Dr Diana Isaacs Surveys Emerging Diabetes, Obesity, and Cardiometabolic Treatment Landscape


Diana Isaacs, PharmD, chair of a recent Institute for Value-Based Medicine® event hosted in conjunction with Cleveland Clinic, details the up-and-coming therapies impacting the scope of treatment in diabetes, obesity, and cardiometabolic health, as well as their associated challenges.

Diana Isaacs, PharmD, BCPS, BCACP, BC-ADM, CDCES, FADCES, FCCP, Cleveland Clinic, recently joined for an interview regarding the recent Institute for Value-Based Medicine® event hosted in conjunction with Cleveland Clinic titled, "Future Perspectives and Controversies in Diabetes, Obesity, and Cardiometabolic Health."

In the interview, Isaacs discussed the notable interventions being developed in this field and dives into what she sees as the most prevalent challenge that needs to be addressed for the betterment of patient health.


This transcript has been lightly edited for clarity and length.

Which emerging treatment modalities or technologies do you foresee making the most significant impact in the management of diabetes, obesity, and cardiometabolic diseases, and how might they address current challenges in patient care?

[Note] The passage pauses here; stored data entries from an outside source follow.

PR #5386, opened 2023-07-05
Upload lineagespot wrappers

inabbioinformatics:
FOR CONTRIBUTOR:


tools/lineagespot/lineagespot_wrapper.xml
```diff
@@ -0,0 +1,83 @@
...
+    </inputs>
+    <outputs>
+        <data name="lineage_hits" format="txt" />
+        <data name="lineage_report" format="txt" />
+        <data name="variants_table" format="txt" />
+    </outputs>
+    <tests>
+        <test expect_num_outputs="3">
+            <param name="in_vcf" value="${__tool_directory__}/test-data/extdata/vcf-files"/>
+            <param name="in_gff3" value="${__tool_directory__}/test-data/extdata/NC_045512.2_annot.gff3"/>
```
PlushZ, line 41: In tests instead of using the absolute path value '${__tool_directory__}/test-data/extdata/NC_045512.2_annot.gff3', we should use the name of the file that is in the test-data folder as input value, so here is 'NC_045512.2_annot.gff3'

tools/lineagespot/lineagespot_wrapper.xml
```diff
@@ -0,0 +1,83 @@
...
+        <param type="float" name="in_threshold" value="0.8" label="Kmer size to count"/>
+    </inputs>
+    <outputs>
+        <data name="lineage_hits" format="txt" />
+        <data name="lineage_report" format="txt" />
+        <data name="variants_table" format="txt" />
+    </outputs>
+    <tests>
+        <test expect_num_outputs="3">
+            <param name="in_vcf" value="${__tool_directory__}/test-data/extdata/vcf-files"/>
```
PlushZ, line 40: in tests, we should provide the specific file name, we cannot provide a directory.

tools/lineagespot/lineagespot_wrapper.xml
```diff
@@ -0,0 +1,83 @@
...
+        <requirement type="package" version="1.14.6">data.table</requirement>
+        <requirement type="package" version="1.5.0">stringr</requirement>
+        <requirement type="package" version="1.4.4">httr</requirement>
+        <requirement type="package" version="4.2.0">utils</requirement>
+        <requirement type="package" version="2.26.0">BiocStyle</requirement>
+        <requirement type="package" version="1.4.0">RefManageR</requirement>
+        <requirement type="package" version="2.20">rmarkdown</requirement>
+        <requirement type="package" version="1.42">knitr</requirement>
+        <requirement type="package" version="3.1.6">testthat</requirement>
+        <requirement type="package" version="1.2.0">lineagespot</requirement>
```
PlushZ, line 18: in requirements, we should mention the name of a package in conda because Galaxy uses conda to install them, instead of 'lineagespot' use 'bioconductor-lineagespot'. This is applicable to all requirements

tools/lineagespot/lineagespot_wrapper.xml
```diff
@@ -0,0 +1,83 @@
+<tool id="lineagespot" name="lineagespot" version="1.2.0">
+    <description> Identifies SARS-CoV-2 related mutations based on a single (or a list) of variant(s) file(s).</description>
+    <requirements>
+        <requirement type="package" version="4.2.0">R</requirement>
+        <requirement type="package" version="1.44.0">VariantAnnotation</requirement>
+        <requirement type="package" version="1.20.3">getopt</requirement>
```
PlushZ, line 6: Galaxy uses conda to install packages. For example, in conda, the package name is 'r-getopt' instead of 'getopt'.

tools/lineagespot/lineagespot_wrapper.xml
```diff
@@ -0,0 +1,83 @@
...
+        <requirement type="package" version="1.5.0">stringr</requirement>
+        <requirement type="package" version="1.4.4">httr</requirement>
+        <requirement type="package" version="4.2.0">utils</requirement>
+        <requirement type="package" version="2.26.0">BiocStyle</requirement>
+        <requirement type="package" version="1.4.0">RefManageR</requirement>
+        <requirement type="package" version="2.20">rmarkdown</requirement>
+        <requirement type="package" version="1.42">knitr</requirement>
+        <requirement type="package" version="3.1.6">testthat</requirement>
+        <requirement type="package" version="1.2.0">lineagespot</requirement>
+    </requirements>
```
PlushZ, line 19: When specifying the requirements, it is recommended to include only the essential dependencies. If a package you depend on already includes another package as a requirement, there is no need to list it again in the requirements section.

tools/lineagespot/lineagespot_wrapper.xml
PlushZ: This applies to other files in your tests

tools/lineagespot/lineagespot_wrapper.xml
inabbioinformatics: lineagespot is designed so that parameter in_vcf requires a whole repository of vcf files

tools/lineagespot/lineagespot_wrapper.xml
inabbioinformatics: in a previous comment you mentioned that if in requirements a package exists in bioconda-recipe we can remove it..So now in requirements are only those that are not included in bioconductor

tools/lineagespot/lineagespot_wrapper.xml
bgruening: @inabbioinformatics Galaxy works with Object Stores, there is no concept of a folder in Object Stores. If the tool requires a folder you need to create it in your command section, e.g.

```
ln -s '$file1' ./foo/file.vcf &&
ln -s '$file2' ./foo/file.vcf &&
```

And the tests are then single files, e.g.

`<param name="in_vcf" value="vcf-file1.vcf,vcf-file2.vcf,vcf-file3.vcf"/>`

inabbioinformatics: Thank you for the comment. So just to clarify, is it right to create in command section the vcf files that are prerequisites with command "ln -s"                                                                                                           e.g ln -s 'SampleA_freebayes_ann.vcf' ./test-data/extdata/vcf-files/SampleA_freebayes_ann.vcf &&
        ln -s 'SampleB_freebayes_ann.vcf' ./test-data/extdata/vcf-files/SampleB_freebayes_ann.vcf &&
        ln -s 'SampleC_freebayes_ann.vcf' ./test-data/extdata/vcf-files/SampleC_freebayes_ann.vcf &&                                                                                                                
        and afterwards could we use multiple vcf files in the same parameter at once ?                                                                                                                e.g  <param name="in_vcf" value="SampleA_freebayes_ann.vcf,SampleB_freebayes_ann.vcf,SampleC_freebayes_ann.vcf"/>

tools/lineagespot/lineagespot_wrapper.xml
```diff
@@ -0,0 +1,92 @@
...
+        ln -s 'B.1.1.7.txt' ./test-data/extdata/ref/B.1.1.7.txt &&
+        ln -s 'B.1.1.7+S_E484K.txt' ./test-data/extdata/ref/B.1.1.7+S_E484K.txt &&
+        ln -s 'B.1.351.2.txt' ./test-data/extdata/ref/B.1.351.2.txt &&
+        ln -s 'B.1.351.3.txt' ./test-data/extdata/ref/B.1.351.3.txt &&
+        ln -s 'B.1.351.txt' ./test-data/extdata/ref/B.1.351.txt &&
+        ln -s 'B.1.617.2.txt' ./test-data/extdata/ref/B.1.617.2.txt &&
+        ln -s 'P.1.1.txt' ./test-data/extdata/ref/P.1.1.txt &&
+        ln -s 'P.1.2.txt' ./test-data/extdata/ref/P.1.2.txt &&
+        ln -s 'P.1.txt' ./test-data/extdata/ref/P.1.txt &&
+        Rscript '${__tool_directory__}/lineagespot_verbose.R --in_vcf ${__tool_directory__}/test-data/extdata/vcf-files --in_gff3 ${__tool_directory__}/test-data/extdata/NC_045512.2_annot.gff3 --in_ref ${__tool_directory__}/test-data/extdata/ref --in_voc "B.1.617.2, B.1.1.7, B.1.351, P.1" --in_threshold 0.8'
```
wm75, line 33: So just to clarify: lineagespot expects a *folder* (with one or several vcfs inside) passed through the `--in_vcf` option, correct?

Then I guess what @bgruening meant is this:
1. the first line in your `<inputs>` section lets the user select a vcf dataset from their history.
2. the path to this user-selected dataset will, in the `<command>` section, be accessible via `$in_vcf` (the name given to the param prefixed with a $ sign)
3. Galaxy will set some working directory for the `<command>` section to be run in and will also remove that entire directory again when the job is done (we call it the job working directory, you don't have to handle it in any way)
4. You need to create a directory right inside the job working directory (since it's the current working directoy a simple `mkdir whateverdir` will do
5. You then symlink the user-selected `$in_vcf` into that new directory
6. and finally your call the lineagespot script with `--in_vcf whateverdir` to have it discover the symlinked file

There's no need to use the test-data anywhere in the command section, it's for the `<tests>` section only. The `<command>` section references the params defined in `<inputs>`, which are set by the user from the Galaxy UI.

Another minor technical issue is that you're currently quoting the entire line after `Rscript`, which would pass everything as a single parameter.

tools/lineagespot/lineagespot_wrapper.xml
```diff
@@ -0,0 +1,92 @@
...
+    ]]></command>
+    <inputs>
+        <param type="data" name="in_vcf" format="vcf" label="vcf file(s)" />
```
wm75, line 36: To allow not just one input vcf dataset, but multiple ones, you'd use the `multiple="true"` attribute.
In the `<command>` section you can then use a cheetah (python-like) for loop to iteratively generate symlinks for all of them, similar to what's explained here: https://docs.galaxyproject.org/en/latest/dev/schema.html#id43

tools/lineagespot/lineagespot_wrapper.xml
```diff
@@ -0,0 +1,83 @@
+<tool id="lineagespot" name="lineagespot" version="1.2.0">
```
PlushZ, line 1: It is recommended to use variables @TOOL_VERSION@ and @VERSION_SUFFIX@ for version instead of hardcoding the version. So here is better to write version="@TOOL_VERSION@+galaxy@VERSION_SUFFIX@" and add short macros in the wrapper:
```
    <macros>
        <token name="@TOOL_VERSION@">1.2.0</token>
    </macros>
```

tools/lineagespot/lineagespot_wrapper.xml
PlushZ: Awesome, also include 'bioconductor-lineagespot' requirement, with this requirement galaxy will install lineagespot. Use variable for tool version in the wrapper. Something like:
`<requirement type="package" version="@TOOL_VERSION@">bioconductor-lineagespot</requirement>`

tools/lineagespot/lineagespot_verbose.R
```diff
@@ -0,0 +1,80 @@
+## How to execute this tool
+
+# A command-line interface to lineagespot for use with Galaxy
+#
+# The following arguments are required:
+#
+#   'in_vcf'  a character vector of paths to VCF files object from Galaxy lineagespot/test-data 
+#   'in_gff3' a character vector of path to GFF3 file containing SARS-CoV-2 gene coordinates object from Galaxy lineagespot/test-data 
+#   'in_ref'  a character vector of path to a folder containing lineage reports object from Galaxy lineagespot/test-data 
+#   'in_voc'  a character vector containing the names of the lineages of interest
```
wm75, line 10: Question: how does lineagespot know about these names?
Are they taken from the *ref filenames*?

wm75: If so, that would be a major problem cause Galaxy doesn't know about these names since, internally, it stores uploaded datasets under totally unrelated identifiers.

inabbioinformatics: @wm75  Indeed, Lineagespot gathers information about these names by extracting them from the input filenames, such as vcf files and ref files. For instance, if the filename is 'sample_956265.vcf,' Lineagespot will identify and include the name 'sample_956265' in the generated output tables.

wm75 (approved):

wm75:
planemo lint is failing with: `Error '404 Client Error: Not Found for url: https://github.com/galaxyproject/tools-iuc/blob/main/tools/lineagespot/convert_lineage_defs.py'`.
A chicken and egg problem :)

tools/lineagespot/convert_lineage_defs.py
```diff
@@ -0,0 +1,163 @@
...
+if len(sys.argv) < 2:
+    sys.exit('Please run with -h / --help for help.')
+
+args = parser.parse_args()
+
+for definitions_file in os.listdir(args.input):
+    # In constellations, the only reliable way to get the lineage name is from
+    # the file name by stripping the .json suffix from it and dropping the
+    # leading 'c' (e.g. cBA.5.json holds the definition for lineage BA.5).
+    lineage_name = definitions_file[1:-5]
```
bgruening, line 149: would it be safer to strip the `c` and the `.json` instead of relying on the size of the string?

tools/lineagespot/lineagespot_wrapper.xml
```diff
@@ -0,0 +1,220 @@
...
+        <token name="@TOOL_VERSION@">1.4.0</token>
+        <token name="@VERSION_SUFFIX@">0</token>
+    </macros>
+    <requirements>
+        <requirement type="package" version="4.3.1">r-base</requirement>
+        <requirement type="package" version="1.20.3">r-getopt</requirement>
+        <requirement type="package" version="@TOOL_VERSION@">bioconductor-lineagespot</requirement>
+        <requirement type="package" version="3.11">python</requirement>
+    </requirements>
+    <stdio>
```
bgruening, line 13: remove and use detect_errors instead?

tools/lineagespot/lineagespot_wrapper.xml
```diff
@@ -0,0 +1,220 @@
+<tool id="lineagespot" name="lineagespot" version="@TOOL_VERSION@+galaxy@VERSION_SUFFIX@">
+    <description>identifies SARS-CoV-2 lineages contributing to metagenomic samples from per-sample variant files</description>
+    <macros>
+        <token name="@TOOL_VERSION@">1.4.0</token>
+        <token name="@VERSION_SUFFIX@">0</token>
+    </macros>
+    <requirements>
+        <requirement type="package" version="4.3.1">r-base</requirement>
```
bgruening, line 8: r-base can be remove

tools/lineagespot/lineagespot_wrapper.xml
```diff
@@ -0,0 +1,220 @@
+<tool id="lineagespot" name="lineagespot" version="@TOOL_VERSION@+galaxy@VERSION_SUFFIX@">
```
bgruening, line 1: add a profile

tools/lineagespot/lineagespot_wrapper.xml
```diff
@@ -0,0 +1,220 @@
...
+        <param type="data" name="in_vcf" format="vcf" multiple="true" label="Per-sample variant calling data" />
+        <conditional name="voc_source">
+            <param name="choice" type="select"
+                   label="Source of lineage definitions"
+                   help="Lineagespot detects lineage evidence based on lineage mutation patterns defined in tool-specific definition files. The Galaxy tool also has experimental support for reading lineage definitions from cached constellations data (see tool help below).">
+                <option value="custom">Collection of lineagespot-specific definitions in history</option>
+                <option value="cached">Lineage definitions from cached constellations data</option>
+            </param>
+            <when value="custom">
+                <param name="collection" type="data_collection" collection_type="list" format="tabular" label="Collection of lineage definitions" />
```
bgruening, line 69: Is there any reason why we can not use type=data with multiple=true?

tools/lineagespot/lineagespot_wrapper.xml
```diff
@@ -0,0 +1,220 @@
...
+
+*Genome feature annotations*
+
+To learn about the position of the genes mentioned in VCF ANN fields and the lineage definitions on the genome, the tool requires an additional genome feature annotation input in gff3 format.
+You should normally just use the offered built-in genome annotation file.
+A custom annotation file would only be required if you've mapped your sequencing data to a different reference genome than NC_045512.2 that isn't positionally identical to it.
+    ]]></help>
+    <citations>
+        <citation type="doi">10.1038/s41598-022-06625-6</citation>
+    </citations>
```
bgruening, line 219: if you like you can add here author's information https://docs.galaxyproject.org/en/latest/dev/schema.html#tool-creator-person

tools/lineagespot/lineagespot_wrapper.xml
wm75: I thought I'd play it safe to avoid future issues with dependency versions by pinning r-base to a specific version.
But you'd prefer this to be removed and we just trust conda?

tools/lineagespot/lineagespot_wrapper.xml
wm75: User experience! tabular is just a very generic datatype and non-expert users might be overwhelmed by the number of choices from their history. Requiring a *collection* of tabular datasets helps (we can, for example, offer a public history with such collections, that users can just copy over to start an analysis) and also captures the concept better: you have a set of lineage definitions, or you don't, but you're not just using some arbitrary datasets from your history as lineage definitions.

tools/lineagespot/convert_lineage_defs.py
wm75: the script now ignores files that don't start and end in the expected strings.

tools/lineagespot/lineagespot_wrapper.xml
wm75: added xrefs for now :)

In terms of new and emerging treatment modalities, I think that the big one—and a big focus of our conference—is on the GLP-1 receptor agonist or the incretin therapies, like the dual agonist and, now, we've got things in the pipeline, like triple agonist. And so I think those have been huge game changers in terms of the glucose-lowering as well as the weight loss. And now we're seeing those agents just really expand in the whole cardiometabolic space, we're seeing them being used or investigated for other conditions like heart failure, kidney disease, they're even being investigated for things like dementia. And so, it's really a very exciting time.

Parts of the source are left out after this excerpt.